(Dataset entries)
PR #393, opened 2026-06-11
@W-22947370: Add delete-workbook tool

Alon-ST-DATA:
## Summary

Implements the `delete-workbook` MCP tool — the destructive workbook step of the **Stale Content Cleanup → Apply (2B)** flow (264 "Tableau MCP for Admins", [W-22947370]). Sibling to `delete-extract-refresh-task` (#392).

The tool is **two-phase and safe by construction**:

1. **Preview** (default — `confirm` omitted or `false`): tags the workbook `stale-pending-deletion` (reversible, visible in the Tableau UI), reports name / project / owner, and deletes nothing.
2. **Delete** (`confirm: true`): `DELETE /sites/{siteId}/workbooks/{workbookId}`. On Tableau Cloud the workbook is moved to the [recycle bin](https://help.tableau.com/current/pro/desktop/en-us/recycle_bin.htm) and is restorable for a limited time before permanent removal.

Admin-gated via the existing `assertAdmin()` pattern and `disabled: !config.adminToolsEnabled`; the tool is removed from the manifest in `getEnabledToolNames()` when `ADMIN_TOOLS_ENABLED` is off, and a non-admin caller is rejected before any side effect.

## Scopes

| Action | API scope |
| --- | --- |
| delete | `tableau:content:delete` (MCP: `tableau:mcp:workbook:delete`) |
| tag (preview) | `tableau:content:write` |
| getWorkbook (preview) | `tableau:content:read` |
| owner lookup + admin check | `tableau:users:read` |

The wider `api` set is a deliberate consequence of bundling tag + notify-info + delete in one tool (see "Scope of this tool" below).

## Changes

- **New tool** `src/tools/web/workbooks/deleteWorkbook.ts` (+ registration in `tools.ts` / `toolName.ts`).
- **REST layer**: `deleteWorkbook` (DELETE) and `addTagsToWorkbook` (PUT …/tags) endpoints + methods on `workbooksApi.ts` / `workbooksMethods.ts`; added `owner` to `workbookSchema`.
- **Scopes**: `tableau:content:delete`, `tableau:content:write`, `tableau:mcp:workbook:delete` registered in `scopes.ts` (+ `JwtScopes` in `restApiInstance.ts`); `delete-workbook` added to the admin-gate removal list.
- **Docs**: per-tool page `docs/docs/tools/workbooks/delete-workbook.md` + `intro.md` row.
[...]

PR #402, opened 2026-06-16
@W-22973720: Add delete-datasource tool

Alon-ST-DATA:
## Summary

Adds a `delete-datasource` admin tool to the Tableau MCP server, mirroring the existing `delete-workbook` tool (#393).

Deletes a published data source by ID via the Tableau REST API. Gated behind the admin-tools feature flag and protected by a confirmation-token handshake to prevent accidental deletion.

## Changes

- **New tool** `src/tools/web/listDatasources/deleteDatasource.ts` — `delete-datasource` with confirmation-token gate
- **REST API / methods** `datasourcesApi.ts`, `datasourcesMethods.ts` — delete-datasource endpoint
- **Lineage** `lineageUtils.ts` — surface downstream-dependency warning in the delete confirmation
- **Types** `dataSource.ts`
- **OAuth scopes** `scopes.ts` — new `tableau:mcp:datasource:delete` scope + admin-gate wiring
- **Registration** `tools.ts`, `toolName.ts`
- **Docs** `docs/docs/tools/data-qna/delete-datasource.md`, `intro.md`
- **Version** bump to `2.14.0`

## Testing

- Unit: `src/tools/web/listDatasources/deleteDatasource.test.ts` (300 lines)
- E2E: `tests/e2e/datasources/deleteDatasource.test.ts`
- OAuth scope test updated

**Manual e2e testing**

Tool: `delete-datasource`   Category: admin action (mutating, two-phase)
Server: `tableau-mcp-local` HTTP :3927, PID 11375 (started 22:02), `build/index.js` mtime 15:08 — build unchanged since prior PR402 run; no `.ts` newer than build. Package version **2.12.0**.
Site: `admin-insights-tmcp-site` (10ax), siteId `c04137ab-2fed-4ef4-add8-b740c6918632`
Ground truth: direct REST (signin contentUrl = SITE_NAME) + Metadata API GraphQL reverse-lineage. Binding confirmed: fixture LUIDs published via REST matched MCP `list-datasources`.

## Verdict: PASS (10/10 core + N1/N2/N3 new-surface). No new bugs. Same carry-forward error-polish gap. Reproduces prior PR402 result exactly.

Fixtures: 3 bare `.hyper` (3-row) datasources published via REST `multipart/mixed` into throwaway project `dds-e2e-throwaway`.
- dds_happy `3b366958-34e1-4354-a9ae-32ffdab9862a` (token `43e11758a364`)
- dds_tokenguard `73518a8b-b8d4-46cf-ad69-dde6a8971c3c` (token `1bb07e081065`)
- dds_nodeps `64fe8bab-3199-4f5c-92e5-e1ff6482d044` (token `05f612700fa6`)

All tokens independently recomputed as `sha256("{siteId}:{luid}")[:12]` and matched tool output exactly.

## Core regression matrix

| # | Case | Result |
|---|------|--------|
| 1 | Preview happy → token + tag | **PASS** — token `43e11758a364` matched; REST confirms `pending-deletion` applied to happy only, others untouched |
| 2a | confirm:true, no token | **PASS** — rejected, "Deletion requires the confirmationToken returned by the preview step" |
| 2b | confirm:true, forged token `deadbeef0000` | **PASS** — rejected (same message) |
| 2c | confirm:true, cross-content token (nodeps `05f612700fa6` vs happy) | **PASS** — rejected; tokens content-bound |
| — | happy survived all 3 negatives | **PASS** — REST GET 200 |
| 3 | confirm:true + correct token (happy) | **PASS** — REST GET → 404 (genuinely gone); tool `list` also empty |
| 4a | re-delete deleted LUID (preview) | **PASS** — clean 404, no silent success |
| 4b | nonexistent LUID (all-zeros) | **PASS** — 404 (raw-error gap, see below) |
| 4c | malformed LUID (`not-a-valid-luid`) | **PASS** — 404 (raw-error gap, see below) |
| 5 | custom `tag` (e2e-custom-tag) on tokenguard | **PASS** — token `1bb07e081065` matched; REST shows `e2e-custom-tag`, default NOT applied |

## New-surface cases

| # | Case | Result |
|---|------|--------|
| N1 | Preview TS Users (real, has dependents) → ⚠️ WARNING | **PASS** — tool reports 14 workbooks; name-set EQUAL to Metadata API GT (14/14, exact names); token `4cb49188db76` matched prior run. TS Users restored (untagged → NONE) after test. |
| N2 | Preview with NO dependents (happy/nodeps) | **PASS** — "No workbooks or flows were found that depend on this data source." |
| N3 | Owner-email resolution in preview + delete msgs | **PASS** — `asimantov@tableau.com` throughout |

## Observations this run (not bugs in the tool)
- **Parallel MCP list calls → HTTP 429** (rate limit) on near-simultaneous filtered list-datasources. Confirms the harness "run tools sequentially" rule. Ran everything sequential thereafter.
- **`name:in:[...]` filter rejected** by list-datasources ("Invalid filter expression format"). Used `name:eq:` per-name instead. (list-datasources filter quirk, separate tool.)
- **Fixture LUID reuse:** `overwrite=true` republish reused prior-run LUIDs that still carried `pending-deletion` tags; cleared via REST before case 1 to establish clean baseline.

## Carry-forward issue (not a blocker, unchanged from prior runs)
- **Error-polish gap:** nonexistent & malformed LUIDs surface raw `Request failed with status code 404` (requestId 14/15/16). No up-front LUID-format validation; malformed string reaches the API and 404s rather than a friendly rejection. Inconsistent with the polished token-path messages. Same as delete-workbook PR393 and prior PR402 run.

## Teardown
All fixtures deleted (204), throwaway project deleted (204), `projectName:eq:dds-e2e-throwaway` totalAvailable = 0. TS Users tags restored to NONE. `/tmp/dds_e2e` wiped.


Alon-ST-DATA:
Addressed 2 inputs made by @Akash-Rastogi in staged PR:
[datasource dir rename
](https://github.com/Alon-ST-DATA/tableau-mcp/pull/1#discussion_r3414744028)

[idempotent flag](https://github.com/Alon-ST-DATA/tableau-mcp/pull/1#discussion_r3414752389)

src/tools/web/datasources/deleteDatasource.test.ts
```diff
@@ -0,0 +1,354 @@
...
+  mockAddTagsToDatasource: vi.fn(),
+  mockDeleteDatasource: vi.fn(),
+  mockQueryUserOnSite: vi.fn(),
+  mockGraphql: vi.fn(),
+  mockAssertAdmin: vi.fn(),
+  mockIsDatasourceAllowed: vi.fn(),
+}));
+
+vi.mock('../../../restApiInstance.js', () => ({
+  useRestApi: vi.fn().mockImplementation(async ({ callback }) =>
```
Akash-Rastogi, line 62: The `useRestApi` mock receives `jwtScopes: deleteDatasourceTool.requiredApiScopes` from the tool but no test asserts that the right set was passed. A regression where `toolScopeMap['delete-datasource'].api` drifts from what the tool actually needs (e.g. someone removes `tableau:datasource_tags:update` from scopes.ts) would pass silently here.

Consider adding an assertion like:
```ts
expect(vi.mocked(useRestApi)).toHaveBeenCalledWith(
  expect.objectContaining({
    jwtScopes: expect.arrayContaining([
      'tableau:datasources:delete',
      'tableau:datasource_tags:update',
      'tableau:content:read',
      'tableau:users:read',
    ]),
  }),
);
```
on one of the success-path tests, so the test pins the wired scopes.

src/tools/web/datasources/deleteDatasource.ts
```diff
@@ -0,0 +1,297 @@
...
+    ),
+  confirmationToken: z
+    .string()
+    .optional()
+    .describe(
+      'Required when confirm is true. The confirmationToken returned by the preview step ' +
+        '(confirm omitted/false) for this data source. Deletion is rejected without a matching ' +
+        'token, which guarantees a preview was run first.',
+    ),
+  tag: z
```
Akash-Rastogi, line 69: Nit: `tag: z.string().optional()` has no length bound. A multi-MB `tag` would be sent verbatim to the Tableau REST API (`addTagsToDatasource`). Tableau will likely reject extreme cases at the API layer, but adding `.max(200)` (or a similar reasonable cap) at the schema layer rejects fast and gives a clearer error to the caller.

Not a regression — `delete-workbook` likely has the same shape — so a cross-tool follow-up may be cleaner than fixing only here.

Akash-Rastogi (approved):
LGTM — approving. Solid two-phase pattern, defensive gate ordering (admin → token → scoping → I/O), graceful degradation for Metadata API and owner lookup, comprehensive unit tests, e2e safe-by-default with opt-in destructive path. Resource-specific OAuth scopes look correct.

A few non-blocking suggestions are inline. Two general comments that aren't anchored to a single line:

**Missing scope-tests parity.** `src/server/oauth/scopes.test.ts` exercises `tasks:read` / `jobs:read` admin-tool gating but adds no analogous tests for the new `tableau:mcp:datasource:delete` / `tableau:datasources:delete` / `tableau:datasource_tags:update` scopes. The same gap exists for `delete-workbook` already on main, so this is parity not regression — worth a follow-up to add admin-tool-gated tests for both delete tools.

**Tool description vs Tableau Server (cross-file).** The tool description, the recycle-bin URL in `deleteDatasource.ts`, and the docs at `docs/docs/tools/data-qna/delete-datasource.md` all assume Tableau Cloud (recycle bin → recoverable for a limited time). On Tableau Server (on-prem), deletion is permanent — there is no recycle bin. The tool doesn't gate on Cloud-vs-Server. Same shape as `delete-workbook` so parity not regression, but worth flagging at the program level — especially since `intro.md` says the server "Works with any published data source on either Tableau Cloud or Tableau Server". Consider either gating the tool on Cloud, or softening the recycle-bin language to "on Tableau Cloud, deleted data sources can be restored from the recycle bin; on Tableau Server, deletion is permanent".

src/tools/web/datasources/deleteDatasource.test.ts
Alon-ST-DATA: Fixed: new test "should wire the tool-mapped API scopes into useRestApi" — asserts useRestApi got exactly [datasources:delete, datasource_tags:update, content:read, users:read]. Order-independent (sorted compare), catches both removed AND stray
  scopes. Mutation-checked: flipping a scope fails it. 20/20 pass, tsc clean, eslint clean.  [commit](https://github.com/tableau/tableau-mcp/pull/402/changes/96f5aa58b72f8da23c0b2764ef5319cef9812eec)

src/tools/web/datasources/deleteDatasource.ts
Alon-ST-DATA: Resolved in that [commit](https://github.com/tableau/tableau-mcp/pull/402/changes/b704369162ebb746ca579d753f33d63e0aaab312)

src/tools/web/datasources/deleteDatasource.ts
```diff
@@ -0,0 +1,299 @@
...
+                    'Run delete-datasource with confirm omitted (or false) for this datasourceId ' +
+                    'first, then call again with confirm: true and the confirmationToken from that ' +
+                    'response.',
+                ).toErr();
+              }
+
+              // Honor the same tool-scoping rules the read tools enforce (e.g. get-datasource-metadata):
+              // a data source outside the configured bounded context cannot be tagged or deleted.
+              // Runs before any read/write so a rejected call has zero side effects.
+              const isDatasourceAllowedResult = await resourceAccessChecker.isDatasourceAllowed({
```
anyoung-tableau, line 164: Let's update `resourceAccessChecker.isDatasourceAllowed()` to return an `AllowedResult<Datasource>` (similar to `isWorkbookAllowed`) so you don't necessarily have to call `restApi.datasourcesMethods.queryDatasource` _again_ below. Follow the pattern of the delete-workbook tool.

src/server/oauth/scopes.ts
```diff
@@ -117,6 +121,18 @@ const toolScopeMap: Record<
       'tableau:users:read',
     ]),
   },
+  // Admin-only destructive tool. Preview tags the datasource (datasource_tags:update), resolves the
+  // owner (users:read), and warns about dependent workbooks/flows via the Metadata API (content:read);
+  // confirm deletes it (datasources:delete). adminGate.assertAdmin → GET /users/{id} → users:read.
+  'delete-datasource': {
+    mcp: ['tableau:mcp:datasource:delete'],
+    api: new Set([
```
anyoung-tableau, line 133: I forgot to mention earlier, any tool that passes through the ResourceAccessChecker should include `...RESOURCE_ACCESS_CHECKER_REQUIRED_API_SCOPES` in their Set.

src/tools/web/datasources/deleteDatasource.ts
```diff
@@ -0,0 +1,299 @@
...
+
+  const workbooks = downstream?.workbooks ?? [];
+  const flows = downstream?.flows ?? [];
+  if (workbooks.length === 0 && flows.length === 0) {
+    return 'No workbooks or flows were found that depend on this data source.';
+  }
+
+  const parts: string[] = [];
+  if (workbooks.length > 0) {
+    parts.push(`${workbooks.length} workbook(s): ${workbooks.map((w) => w.name).join(', ')}`);
```
anyoung-tableau: Do we really want to list all the workbooks if there are, say, 10000?

docs/docs/tools/data-qna/delete-datasource.md
```diff
@@ -0,0 +1,99 @@
...
+   argument), reports the data source name, project, and owner, **warns which workbooks and flows
+   depend on it and may break**, returns a `confirmationToken`, and does **not** delete anything.
+2. **Delete** (`confirm: true` + `confirmationToken`): permanently removes the data source. The
+   token from the preview step is **required** — deletion is rejected without a matching token,
+   which guarantees the preview was run first for this data source. On Tableau Cloud the data source
+   is moved to the [recycle bin](https://help.tableau.com/current/pro/desktop/en-us/recycle_bin.htm)
+   and can be restored for a limited time before permanent removal; on Tableau Server there is no
+   recycle bin and deletion is permanent.
+
+:::warning Human confirmation required
```
anyoung-tableau: I think this syntax is not correct. It should be:

```
:::warning

Human confirmation required
...

:::
```

Notice how the warning bubble on this doc page isn't rendering? https://tableau.github.io/tableau-mcp/docs/tools/users/list-users

anyoung-tableau: Also, while you are there, please add a `_category_.json` file under docs/docs/tools/users so "users" in the left nav will get capitalized. Example for Views: https://github.com/tableau/tableau-mcp/blob/main/docs/docs/tools/views/_category_.json

src/tools/web/datasources/deleteDatasource.ts
Alon-ST-DATA: Reuse the access-checked data source instead of re-querying it.
   resourceAccessChecker.isDatasourceAllowed now returns
   AllowedResult<DataSource> (mirrors isWorkbookAllowed); the tool reuses
   that content and only falls back to queryDatasource when no project/tag
   scope forced a fetch.

src/server/oauth/scopes.ts
Alon-ST-DATA: Added the resource-access-checker scopes to both delete tools. Any tool
   that passes through resourceAccessChecker needs
   RESOURCE_ACCESS_CHECKER_REQUIRED_API_SCOPES; delete-datasource and
   delete-workbook were missing tableau:mcp_site_settings:read. Swap the
   bare content:read for ...RESOURCE_ACCESS_CHECKER_REQUIRED_API_SCOPES.

src/tools/web/datasources/deleteDatasource.ts
Alon-ST-DATA: Cap the dependent-content list in the preview warning. List the first
   10 workbook/flow names then "...and N more"; the total count is always
   reported so nothing is silently hidden.
   If all associated workbooks needed in report, user can ask for it. // TODO I will test this case.

docs/docs/tools/data-qna/delete-datasource.md
Alon-ST-DATA: Good point, thanks. 
Fixed the docs admonitions. Docusaurus 3 needs the bracket title form
   :::warning[Title], not :::warning Title (the space form rendered no
   bubble). Fixed delete-datasource.md and list-users.md, and added
   docs/docs/tools/users/_category_.json so "Users" is capitalized in the
   left nav.
 Verified within local docs server. see images below.
image


image

package.json
```diff
@@ -1,7 +1,7 @@
 {
   "name": "@tableau/mcp-server",
   "description": "Helping agents see and understand data.",
-  "version": "2.13.0",
+  "version": "2.14.0",
```
anyoung-tableau, line 4: Since you are an internal contributor, in the future please create feature branches instead of using a fork. E2E tests don't run in PRs from forked repos since they require access to the project secrets.

anyoung-tableau (approved):

mattcfilbert:
@Alon-ST-DATA — 🤖 **MattGPT** (Matt Filbert's agent)

Adds a `delete-datasource` admin tool that mirrors the existing `delete-workbook` pattern — confirmation-token handshake, admin feature-flag gate, lineage warnings, REST integration. CI is green on both Node versions, and the manual e2e validation in the description is thorough.

**Two things worth a reviewer's eye:**

- The description mentions a "prior PR402 run" — if this is a resubmission, a one-line note on what changed since the last iteration would help reviewers focus.
- The raw 404 on malformed datasource LUIDs is flagged as carry-forward (consistent with `delete-workbook`). Fine to defer — just worth confirming that's intended parity rather than a gap to close here.

_See the inline note on the confirmation-token helper._

package.json
Alon-ST-DATA: Noted.

src/tools/web/datasources/deleteDatasource.ts
```diff
@@ -0,0 +1,313 @@
...
+export const DEFAULT_PENDING_DELETION_TAG = 'pending-deletion';
+
+/**
+ * Deterministic confirmation token derived from the site + datasource. The preview phase returns
+ * it; the delete phase requires it. Because the value is only obtainable by running the preview,
+ * this forces a genuine two-step (preview → confirm) flow and prevents a blind single-call delete.
+ * Stateless by design (no server-side nonce store) so it works across instances and restarts.
+ */
+export function computeConfirmationToken(siteId: string, datasourceId: string): string {
+  return createHash('sha256').update(`${siteId}:${datasourceId}`).digest('hex').slice(0, 12);
```
mattcfilbert, line 47: 🤖 MattGPT (Matt Filbert's agent): the docstring says this token is "only obtainable by running the preview," but it's a pure `sha256(siteId:datasourceId)[:12]` — both inputs are known to any caller (datasourceId is the tool arg; siteId is the connected site). So a client can compute the token without ever running the preview, which means it enforces *token correctness*, not *that a preview actually ran*. If the intent is to guarantee a preview/tag step happened, that needs server-side state (e.g. gating on the pending-deletion tag you set in preview) rather than a deterministic hash. If the real intent is just "make a blind one-shot delete inconvenient / force an explicit second call," that's reasonable — but consider softening the docstring so it doesn't over-claim a safety property. Not blocking; flagging since it's on a destructive path.

Alon-ST-DATA:
> @Alon-ST-DATA — 🤖 Posted by MattGPT (Matt Filbert's agent).
> 
> Adds a `delete-datasource` admin tool mirroring the existing `delete-workbook` pattern (confirmation-token handshake, admin-feature-flag gate, lineage warnings, REST integration). CI is green on both Node versions; the manual e2e validation in the description is thorough.
> 
> Two things worth a reviewer's eye:
> 
>     * The description references a "prior PR402 run" — if this is a resubmission, a one-line note on what changed since the last iteration would help reviewers focus.
> 
>     * The raw 404 on malformed datasource LUIDs is flagged as carry-forward (consistent with delete-workbook) — fine to defer, but worth confirming that's the intended parity rather than a gap to close here.
> 
> 
> (See the inline note on the confirmation-token helper.)

 Thanks Matt.
  1. Yes, resubmission-ish — same branch, force-updated. Changes since the last run: 4 fixes from @anyoung-tableau (reuse access-checked datasource, add resource-access-checker scopes to both delete tools, cap dependent-content list at 10,
 fix Docusaurus admonition syntax + add Users nav category) and 2 from @Akash-Rastogi (scope-pin test, tag .max(200)). Will add a one-line "changed since" note to the description.
  2. Intentional parity. validateDatasourceLuid only enforces non-empty; no UUID-format check — same as delete-workbook and the other datasource tools, so a malformed LUID 404s rather than failing fast. No side effect on the 404 path.
 Deferring as a cross-tool follow-up (add format validation to the shared validator + apply to all workbook/datasource tools) rather than diverging one tool here.
I will file a follow up WI for that change.

src/tools/web/datasources/deleteDatasource.ts
Alon-ST-DATA: Good point. Reworded the JSDoc, the confirmationToken arg description, the tool
  description, the inline gate comment, and the docs pages to state the
  honest property. Applied to both delete-datasource and delete-workbook
  for parity. No behavior change — comments/descriptions only.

• **Exercise**
Looking at the data above, write out exactly the lines that start at the one containing "Fixtures: 3 bare" and end at the one containing "All tokens independently"; include both and nothing beyond.

• **Task output**
Fixtures: 3 bare `.hyper` (3-row) datasources published via REST `multipart/mixed` into throwaway project `dds-e2e-throwaway`.
- dds_happy `3b366958-34e1-4354-a9ae-32ffdab9862a` (token `43e11758a364`)
- dds_tokenguard `73518a8b-b8d4-46cf-ad69-dde6a8971c3c` (token `1bb07e081065`)
- dds_nodeps `64fe8bab-3199-4f5c-92e5-e1ff6482d044` (token `05f612700fa6`)

All tokens independently recomputed as `sha256("{siteId}:{luid}")[:12]` and matched tool output exactly.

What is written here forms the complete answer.